"Do you believe that YPG/PYD in Syria is working for the benefit and future of our Kurdish brothers?" Erdoğan asked. "Never. This is not the case."
He said he always spoke out against the abuse of Kurdish people's rights by Bashar al-Assad's regime.
"I asked him, back in the days when we were on good terms, why they did not give them [Kurds] identity cards or passports. But Assad never cared about them."
"DAESH EQUALS YPG/PYD IN SYRIA"
Erdoğan said that Daesh in Syria equaled "YPG/PYD".
"Whoever established Daesh and armed them, and wreaked carnage in the country [Syria], is now arming and controlling and guiding YPG/PYD," he said, in an indirect reference to the U.S.
For the Syrian people, their "only friend" is Turkey, he added.
"Our nation must know that enemies of Turkey and their local collaborators will never succeed to get what they aim at," he concluded.
Last Tuesday, Turkey's National Security Council termed the PKK/PYD terror group's ethnic cleansing in Syria "unacceptable".
The council met under the leadership of Erdoğan in capital Ankara.
"PKK/PYD/YPG terrorist organization's efforts to carry out a covert ethnic cleansing by changing the demographic structure of Syria is against international law and human rights, and, therefore, it is unacceptable," said a statement released after the meeting.
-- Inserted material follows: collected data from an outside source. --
PR #2307, opened 2021-07-15
Use as prop to render a span when href is defined and disabled is true

srallen:

Package: lib-react-components

Toward #2249.

Grommet's `Button` allows us to specify an `href` which will then render an anchor tag that is styled as a button. This is convenient and is definitely used in our code base, however, all other `Button` props are still accepted including `disabled`. This is a problem because links cannot be disabled via attribute. What happens is with this combination you have a link styled like a disabled button, but is still functional. There is a method to pseudo-disable a link, but it's better to just render text rather than do that. 

At first, I thought I'd create a new component for our shared components library that was a span styled like a button, but remembering Grommet's `as` prop that all their components support, we can more succinctly do that in the button components themselves.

Turkey will continue to take every necessary measure at the Turkey-Syria border area to ensure its own security, the council said.
The PKK/PYD is the Syrian branch of the PKK terrorist network, which has waged war against Turkey for more than 30 years. Turkey considers PKK, PYD, and YPG all one and the same.
While recognizing the PKK as a terrorist group, the U.S. has treated the PKK/PYD/YPG as an ally in its anti-Daesh efforts, despite its PKK ties documented by Turkey.
Since the PKK launched its terror campaign in Turkey in 1984, tens of thousands of people have been killed.